The answer must be an exact copy of every entry.

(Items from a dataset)
===
Issue #390, opened 2023-03-06
throw error with http headers


trim21:
Hi, I'm tring to catch error and get response header from `catch` error,

I can send a PR, are you open to this?

PR #391, opened 2023-03-06
Throw error with HTTP headers

trim21:
close https://github.com/oazapfts/oazapfts/issues/390

I have a use case like this:

```ts
try {
  await ok(...);
} catch (e) {
  if (e instanceof HttpError) {
    console.log(e.headers.get("x-request-id"));
  }

  throw e;
}
```

`oazapfts.fetchText` and `oazapfts.fetchJson` already return response with headers, so it doesn't change generated code, only runtime code and types.

### DIFF
--- a/src/index.ts
+++ b/src/index.ts
@@ -1,4 +1,4 @@
-import { ApiResponse } from "./runtime";
+import { ApiResponse, WithHeaders } from "./runtime";
 
 /**
  * Type to access a response's data property for a given status.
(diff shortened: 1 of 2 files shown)


Xiphe:
Sorry for the late response. I'm kinda overloaded at the moment. Really like this change 👍 would you mind adding a unit-test for this? Not because the functionality is fragile but to document that this is intended and make sure it stays functional with future refactorings.

Xiphe:
pre-released as `oazapfts@4.6.0-throw-with-headers.1`

trim21:
@Xiphe tests added

Xiphe:
Cool!

trim21:
any new stable release?

Xiphe:
on it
===
:: Output ::
Issue #390, opened 2023-03-06
throw error with http headers


trim21:
Hi, I'm tring to catch error and get response header from `catch` error,

I can send a PR, are you open to this?

PR #391, opened 2023-03-06
Throw error with HTTP headers

trim21:
close https://github.com/oazapfts/oazapfts/issues/390

I have a use case like this:

```ts
try {
  await ok(...);
} catch (e) {
  if (e instanceof HttpError) {
    console.log(e.headers.get("x-request-id"));
  }

  throw e;
}
```

`oazapfts.fetchText` and `oazapfts.fetchJson` already return response with headers, so it doesn't change generated code, only runtime code and types.

### DIFF
--- a/src/index.ts
+++ b/src/index.ts
@@ -1,4 +1,4 @@
-import { ApiResponse } from "./runtime";
+import { ApiResponse, WithHeaders } from "./runtime";
 
 /**
  * Type to access a response's data property for a given status.
(diff shortened: 1 of 2 files shown)


Xiphe:
Sorry for the late response. I'm kinda overloaded at the moment. Really like this change 👍 would you mind adding a unit-test for this? Not because the functionality is fragile but to document that this is intended and make sure it stays functional with future refactorings.

Xiphe:
pre-released as `oazapfts@4.6.0-throw-with-headers.1`

trim21:
@Xiphe tests added

Xiphe:
Cool!

trim21:
any new stable release?

Xiphe:
on it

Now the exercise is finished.